Hope you guys don't mind, but I edited in some pics after your comments. I didn't think I had them online yet, but it turns out I did.

Jim - thank you very much! I'm hoping you're right.

Mike - VERY!

Kindlingmaker - Nice! I haven't seen or worked with alder yet. Maybe in a year, when the various woods I'll soon be resawing and setting up to dry are ready, I'll be a much better woodworker, and more worthy of working in them. I'll keep practicing until then!


----------



## Julian (Sep 30, 2008)

gfixler said:


> *first test of the new jig!*
> 
> I routed in grooves on the fence of my new resawing jig for screwing logs to it, and with that, it was ready for action:
> 
> ...


Gary, it sure is fun to mill your own wood, isn't it.

Are you aware that limbwood isn't what you want to use for making lumber? You need to use only the main trunk, and save the limbwood to turning, or firewood due to the twisting/warping due to the internal stresses.


----------



## SCOTSMAN (Aug 1, 2008)

gfixler said:


> *first test of the new jig!*
> 
> I routed in grooves on the fence of my new resawing jig for screwing logs to it, and with that, it was ready for action:
> 
> ...


Really a good idea but it's must be said you have also made a very neat job of this I like the plywood you used,it looks vary nice.Alistair


----------



## TopamaxSurvivor (May 2, 2008)

gfixler said:


> *first test of the new jig!*
> 
> I routed in grooves on the fence of my new resawing jig for screwing logs to it, and with that, it was ready for action:
> 
> ...


Looks like that sled works great. How are you going to do the pigger pieces in the pile? Rip them with a chain saw?


----------



## HokieMojo (Mar 11, 2008)

gfixler said:


> *first test of the new jig!*
> 
> I routed in grooves on the fence of my new resawing jig for screwing logs to it, and with that, it was ready for action:
> 
> ...


I'm thinking that if pieces are no larger than a couple feet long, warp/twist should be pretty minimal.

One thought Gary on getting pieces to use earlier. If you only want a few, you can always bring them inside and keep them near an air conditioning unit or a dehumidifier.
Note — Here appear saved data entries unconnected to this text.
PR #1986, opened 2023-08-24
Optimize/omnomcom admin

ysbrandB:
With the orderline wizard we load ALL members and ALL products only for a dropdown (in a wizard you hardly ever see). The wizard is made redundant anyways, as you can now do multiple products over multiple users in the addone quick toolie. I did add the optional description to the addone toolie to not lose functionality.
Also optimized the DB queries.
The page now loads in approximately 350ms versus 4300ms before. (with the same functionality and products shown)
Before: 
image
Now:
image


JonaMata (changes requested):
The orderline wizard is definitely not redundant!
It can be used to add orderlines with custom prices and add a different set of products to multiple users as as well as adding custom descriptions for orderlines.
The treasurer will use this and this should not be removed.

Jessseee:
I think you are trying to solve the wrong problem. The user selection dropdown can definitely be improved in performance, maybe using caching or some other optimization.

ysbrandB:
> I think you are trying to solve the wrong problem. The user selection dropdown can definitely be improved in performance, maybe using caching or some other optimization.

After discussing with Jonathan we came to the conclusion that simply moving the orderline wizard to a new page would solve the issue (as you visit the orderline overview page way more than the wizard). I will open a new PR to make it this way.

PR #1992, opened 2023-09-04
Change "the ticket be visible" to "the ticket WILL be visible"

ysbrandB:
Corrects the english sentence when a ticket will show names on the event page.


Jessseee (approved):
The ticket do be visible. LGTM

PR #1997, opened 2023-09-08
Move the orderline wizard to a new page

ysbrandB:
Moved the orderline wizard to a seperate page.
This means we do not load all the users and products just for the orderline overview.
Also added some querybuilder optimizations to the orderline overview.
Greatly reduces loading time of both (from over 2000ms for the orderline page to both only being 200-300ms)


Jessseee (approved):
LGTM

PR #2006, opened 2023-09-21
Fix the ticket not being deleted when a non member does not pay correctly

ysbrandB:
When the mollie webhook comes back with a failed payment when the ticket was not set to prepaid the ticket would not get deleted for non users. Now fixed.


Jessseee (approved):
LGTM

PR #2011, opened 2023-09-25
Fix the review feedback mails going to the wrong user

ysbrandB:
Also added it so sysadmins can see and edit the unreviewed feedback.


Menkveld-24 (approved):
LGTM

You could probably use them in just a few months. also, the thinner you slice them the sooner you could use them.

I realize you probably want to keep nice 1" slabs, but just in case you thought you'd be tempted to try them out earlier, this could work. Last, you might need to keep contraction in mind. maybe you dont' really need 4/4 material, but once it dries, it might shrink some. You seem to research pretty well and already know what you want to do, but I figured I'd throw this out there just in case. thanks for another fun post!


----------



## GaryK (Jun 25, 2007)

gfixler said:


> *first test of the new jig!*
> 
> I routed in grooves on the fence of my new resawing jig for screwing logs to it, and with that, it was ready for action:
> 
> ...


Great looking jig!

One suggestion, draw a scale on each end so that you will know exactly how much you are moving the fence before each cut.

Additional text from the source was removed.